PR #2449, opened 2022-11-11
Better feedback if specifying incompatible argument on `cosign sign --attachment`

ChaosInTheCRD:
Signed-off-by: chaosinthecrd <thomas.meadows@jetstack.io>

This is a tiny change, but when using the `cosign sign --attachment` flag, it didn't seem clear why I was getting an error back. Of course the reason why is that the only attachment string it will accept is `sbom`, which is making me wonder whether at least temporarily this would be better as a boolean flag `--sbom-attachment` until there are other attachment types.

I have changed the error message, just as a suggestion as I feel it makes it more clear as to what is going on as opposed to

WHAT NEEDS TO BE DONE: Each line from the one with "Better feedback if" through the last line of the records must be written out word for word. Include nothing else.

ANSWER BELOW:
Better feedback if specifying incompatible argument on `cosign sign --attachment`

ChaosInTheCRD:
Signed-off-by: chaosinthecrd <thomas.meadows@jetstack.io>

This is a tiny change, but when using the `cosign sign --attachment` flag, it didn't seem clear why I was getting an error back. Of course the reason why is that the only attachment string it will accept is `sbom`, which is making me wonder whether at least temporarily this would be better as a boolean flag `--sbom-attachment` until there are other attachment types.

I have changed the error message, just as a suggestion as I feel it makes it more clear as to what is going on as opposed to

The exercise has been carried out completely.